Pendergast cerró los ojos a la oscuridad y, poco a poco, entre la bruma, el tablero de ajedrez fue tomando forma. Las piezas de marfil y ébano, pulidas por su manipulación durante muchísimos años, aguardaban inmóviles el inicio de la partida. El frío de la piedra húmeda, la presión de los grilletes, el dolor de costillas, la voz asustada de Nora, los gritos espaciados de terror… Todo se fue difuminando hasta que sólo quedó el manto de la oscuridad y el tablero inmóvil en un círculo de luz amarillenta. Sin embargo, Pendergast prolongaba la espera, respirando hondo y con el pulso cada vez más lento. Al final movió un brazo, tocó una fría pieza de ajedrez e hizo avanzar dos casillas el peón del rey. Las piezas negras contraatacaron. Al principio la partida era lenta, pero fue ganando rapidez hasta que las piezas volaban por el tablero. Tablas. Otra partida, y otra, con igual resultado. De repente cayó la oscuridad, una oscuridad cerrada.
Pendergast, que ya estaba preparado, volvió a abrir los ojos. Se hallaba en el espacioso distribuidor del primer piso de la Maison de la Rochenoire, la vieja y enorme mansión de su infancia en la calle Dauphine de Nueva Orleans. Originalmente había sido un monasterio construido por una ignota orden carmelita, pero en el siglo XVIII un tío abuelo muy lejano de Pendergast la había comprado y convertido en un estrafalario laberinto de salas abovedadas y pasillos con poca luz.
A pesar de que la Maison de la Rochenoire hubiera sucumbido a un incendio provocado por el populacho poco después de que Pendergast ingresara en un internado inglés, el agente seguía volviendo con frecuencia. El edificio, en su cabeza, se había convertido en algo más que una casa: en palacio de la memoria, depósito de saber y tradición, y escenario de sus meditaciones más intensas y difíciles. Dentro estaban todas sus experiencias y observaciones personales, todos los secretos de la familia Pendergast (y no eran pocos). El seno gótico de la mansión era el único refugio donde podía meditar sin miedo a ser interrumpido.
Y desde luego que había mucho que meditar. Acababa de vivir una de las pocas experiencias de fracaso de su trayectoria existencial. La solución al problema, si la había, tenía que estar entre aquellos muros, los de la casa y los de su cerebro. Su búsqueda equivaldría a recorrer físicamente su palacio de la memoria.

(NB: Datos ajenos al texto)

PR #40696, opened 2026-08-14
fix(web): keep the last sidebar section visible past the virtualize threshold

Jasonnnz:
## Summary
- Past `CONVERSATION_LIST_VIRTUALIZE_THRESHOLD` (30 rows) the bottom-most sidebar section renders through virtuoso, which needs a bounded viewport; the flex height chain that was meant to provide one broke at `CollapsibleNavSection.Root` (no `flex-1 min-h-0`), so every layer below sized to content and the windowed list resolved to zero height and drew no rows. Pre-existing assistants (>30 conversations) saw an empty Chats card while every cache held the full list; fresh assistants stayed under the threshold on the mounted-rows path and looked fine.
- Fix is two-part: the accordion root now claims the sidebar body's height (`min-h-0 flex-1`) so the last card's flex-fill has real space to take, and the windowed box floors at `SIDEBAR_SECTION_MAX_HEIGHT` so a squeezed or future-broken chain degrades to a section-sized scrollable list instead of an empty one.
- Regression test renders 31 conversations and pins both halves (the root's chain classes and the box's floor); it fails on the previous code. Verified in Storybook (`All view · long list`, ~90 rows): before, virtuoso mounted at 0px and rendered zero rows; after, a 300px viewport with all rows reachable.

## Original prompt
A teammate on staging reported conversations "disappearing" on pre-existing assistants after updating to 0.11.4-staging.1, including newly created chats, while fresh assistants behaved normally. Investigation of the feedback bundle showed no data loss anywhere: the daemon served all rows and the client cached them, but the sidebar's virtualized last section collapsed to zero height once an account crossed 30 conversations. This PR implements the suggested fix: complete the flex height chain at the accordion root, give the virtualized last section a robust bounded floor, and add a regression test past the threshold.

### DIFF
--- a/clients/web/src/domains/chat/components/assistant-side-menu.test.tsx
+++ b/clients/web/src/domains/chat/components/assistant-side-menu.test.tsx
@@ -128,6 +128,7 @@ import type {
   ConversationGroup,
 } from "@/types/conversation-types";
 import { AssistantSideMenu } from "@/domains/chat/components/assistant-side-menu";
+import { CONVERSATION_LIST_VIRTUALIZE_THRESHOLD } from "@/domains/chat/components/conversation-nav-section";
 import { useSidebarLayoutStore } from "@/domains/chat/sidebar-layout-store";
 import { usePinnedAppsStore } from "@/stores/pinned-apps-store";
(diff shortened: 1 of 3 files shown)


Jasonnnz:
@codex review

Issue #675, opened 2015-12-04
Inconsistency in storage interfaces


afilippov1985:
Somewhere function must return `false` if value not exist (`ClientInterface::getClientDetails()`)
Somewhere function must return `null` in such case (`AuthorizationCodeInterface::getAuthorizationCode()`)
Somewhere behavior not defined (`PublicKeyInterface::getPrivateKey()`)

I suggest to revise interfaces and
return `null` if value not exist (not defined)
return `false` on error

bshaffer:
This seems like a good idea. I seem to remember returning `false` for a specific reason, but it may have just been because `Pdo` returns false from its queries, which is not a real good reason.

afilippov1985:
Also, existing storages has functions to set data for unit tests (such as `setClientDetails`, `setScope`, `setClientKey`, `unsetAccessToken`, `setUser`). They should be added to corresponding storage interfaces.

bshaffer:
I disagree with this second request. These are convenience functions, and if you add your own storage classes, you are free to add those functions or not add those functions.  The library classes require them for testing, but the actual OAuth server does not require them.

PR #697, opened 2016-01-12
Suggestion to create base class for key-value storages 2

afilippov1985:
It is renewed PR #676.

Rewritten storages:
* Cassandra
* CouchbaseDB
* Redis

Added storages:
* Memcached
* MongoDB


copynpaste:
I like this approach. Could you add some very descriptive doc-blocks in that change pls. :smile:

bshaffer:
This is awesome! a few things
 - we need to convert the tabs to spaces
 - have you considered using traits instead of a base class?

afilippov1985:
Hmm.. I don't see any tabs.
Unfortunately, traits can't implement interfaces.

afilippov1985:
though... storage class can declare that it implements interfaces, but actual implementation will be done by trait.
Then ...  would be better to create several traits (one for each interface), each will implement corresponding interface.

bshaffer:
Yes, that is what I had in mind! This is tricky though because this would
break compatibility with PHP 5.3.

afilippov1985:
Yes, I also wanted to mention about this. Traits require PHP >=5.4

afilippov1985:
Oops...  travis not working [https://travis-ci.org/bshaffer/oauth2-server-php/jobs/102334251]

afilippov1985:
Waiting for PR #701

bluebaroncanada:
So, with #701, this is passing?

afilippov1985:
Rechecked.
Yes, it passes tests.
Current `develop` branch also passes tests with #701

bluebaroncanada:
So @bshaffer, unless you say otherwise, I'll merge this and #701 in about a week.

src/OAuth2/Storage/Redis.php
```diff
@@ -1,317 +1,77 @@
...
+            throw new \InvalidArgumentException('First argument to ' . __CLASS__ . ' must be an instance of Predis\Client or a configuration array');
+        }
+        
+        $this->config = array_merge($this->config, array(
+            'expire' => 0
         ), $config);
     }
 
-    protected function getValue($key)
+    protected function _makeKey($table, $key)
```
svycka: Is there a reason for underscore before method name?

afilippov1985: I removed underscores to conform PSR-2 style

afilippov1985:
@bluebaroncanada 
I think this code is ready to be merged.
Current installations that uses Cassandra, Couchbase or Redis storage will not notice changes (I hope).

afilippov1985:
@bluebaroncanada @bshaffer 
Then I want to discuss #675 (first comment) to make interfaces consistent in v2.x

PR #701, opened 2016-01-28
Fix unit tests

afilippov1985:


afilippov1985:
Travis is broken again

afilippov1985:
[Here, in comparison](https://github.com/bshaffer/oauth2-server-php/blob/develop/src/OAuth2/GrantType/JwtBearer.php#L131) $jwt['exp'] casts to int, аnd overflow occurs.
```php
$d = 99999999900;
$t = time();
$b = ($d <= $t);
$i = (int)$d;

var_dump($d, $t, $b, $i);
//double(99999999900) int(1453980111) bool(false) int(1215752092) 
```

afilippov1985:
May be we should check that `access_token` key exists in array.

afilippov1985:
ping @bshaffer

bshaffer:
We should make this PR to `master` as the `develop` branch is no longer being used.

Also, the tests are passing as-is, so I'm not entirely sure what this fixes.

afilippov1985:
I'll make a few smaller PRs.

PR #709, opened 2016-03-12
Change PDO.php

vHeemstra:
When getting the default scope from the database using PDO, the function neglects the $client_id provided instead of returning the client's scope from the client table. So I added that using the getClientScope function.
So now it return either default scopes set to client from client table or returns global default scopes from scope table.

I'm not sure if this should also be changed in other storage classes.

### DIFF
--- a/src/OAuth2/Storage/Pdo.php
+++ b/src/OAuth2/Storage/Pdo.php
@@ -363,18 +363,31 @@ class Pdo implements
 
     public function getDefaultScope($client_id = null)
     {
-        $stmt = $this->db->prepare(sprintf('SELECT scope FROM %s WHERE is_default=:is_default', $this->config['scope_table']));
-        $stmt->execute(array('is_default' => true));
+        $getGlobalDefaults = true;
+        $defaultScopes = array();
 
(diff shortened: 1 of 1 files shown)


src/OAuth2/Storage/Pdo.php
```diff
@@ -363,18 +363,31 @@ public function scopeExists($scope)
...
-        $stmt->execute(array('is_default' => true));
+        $getGlobalDefaults = true;
+        $defaultScopes = array();
+
+        if (!is_null($client_id)) {
+            // Get (default) scopes from client table
+            $clientScope = $this->getClientScope($client_id);
+            if (!is_null($clientScope)) {
+                $getGlobalDefaults = false;
+                $defaultScopes = explode(' ', trim($clientScope));
```
bshaffer: let's return `$clientScopes` here and remove the `$getGlobalDefaults` variable all together. This will greatly simplify this function.

bshaffer:
We also need test coverage for this. Are you willing to add this? It will also verify if this issue is happening in the other storage classes.

PR #714, opened 2016-04-16
Phalcon Storage from the Phalcon REST API

lucasantarella:
Hi, I’ve created an integration between your library and a popular REST framework called Phalcon. I personally use the code that I’ve created in my own API, so I can attest to the fact that it works. I’m doing this to share with everyone else who uses Phalcon. Please consider adding this to your library. I know this would have saved me a huge headache when implementing this into my API.


src/OAuth2/Storage/Phalcon.php
```diff
@@ -0,0 +1,669 @@
+<?php
```
duythien: @lucasantarella I think you should created a new directory phalcon and move your code into it

lucasantarella: @duythien Where do you think I should put it? Root of the library or in the storage folder?

duythien: I have no idea, maybe in storage

PR #715, opened 2016-04-20
Oracle Storage type

WagnerSilveira:


bshaffer:
Wow this is impressive! Can we get some test coverage? I believe we can run tests locally at least, with [Oracle XE](http://www.oracle.com/technetwork/database/database-technologies/express-edition/downloads/index.html)

arthurlima96:
@bshaffer when pull request can be merged with the master branch ?

githubeing:
did you try to use the regular pdo storage with oracle? i've managed to do this, it seems to me that there's no need to have a special pdo exactly for oracle. here is how i've done that: https://github.com/bshaffer/oauth2-server-php-docs/pull/126/commits/845cca26d79ae2fd58486d6590fb2a55eaf17072

PR #723, opened 2016-05-16
Token grant issue

bkcummins:
In the event a client has no scope yet a valid scope is requested I found the access_token is granted.  Added an `} else {` to catch this.

https://github.com/bshaffer/oauth2-server-php/blob/develop/src/OAuth2/Controller/TokenController.php#L175-L186


bshaffer:
@bkcummins unfortunately, the behavior of this library is that if there are no scopes returned from `$client->getClientScope`, then there are no scopes restricted. You could have this library return a fake scope (say, the string `::none::`) in order to achieve this behavior.

bkcummins:
Will do...thx!  bkc

PR #735, opened 2016-06-08
Memory Storage Fix - Add missing array_merge() parameter

steve-dave:
Hi @bshaffer,

Just a one-liner fix for a bug I stumbled on today.  I checked the other storages and Memory was the only one with the bug.

Cheers.


steve-dave:
ping @bshaffer

bshaffer:
LGTM, thanks for finding this!

PR #737, opened 2016-06-12
Update CodeIdToken.php   fix id_token for support Claims

chakphanu:
If response_type ==  "code id_token"   fix id_token for support Claims.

Deambuló pensativo por un pasillo ancho y alfombrado, cuyas paredes, de color rosado, presentaban nichos a intervalos regulares. Cada uno de ellos contenía un libro exquisitamente grabado y con encuadernación de piel. Algunos ya existían en la vieja mansión, mientras que otros eran puras construcciones mentales —crónicas de hechos, datos, fórmulas químicas y demostraciones matemáticas o metafísicas de gran complejidad—, almacenadas en la casa por Pendergast como objetos físicos del recuerdo, a la espera de ser utilizados en algún momento del porvenir.
Había llegado a una puerta de roble macizo: la de su habitación. En circunstancias normales la habría abierto con llave y se habría quedado dentro rodeado por objetos familiares de su infancia, por la iconografía tranquilizadora de cuando era niño, pero en aquella ocasión siguió caminando, tras un simple roce en el pomo de latón. Tenía trabajo en otro lugar, abajo, entre objetos más antiguos e infinitamente más ajenos.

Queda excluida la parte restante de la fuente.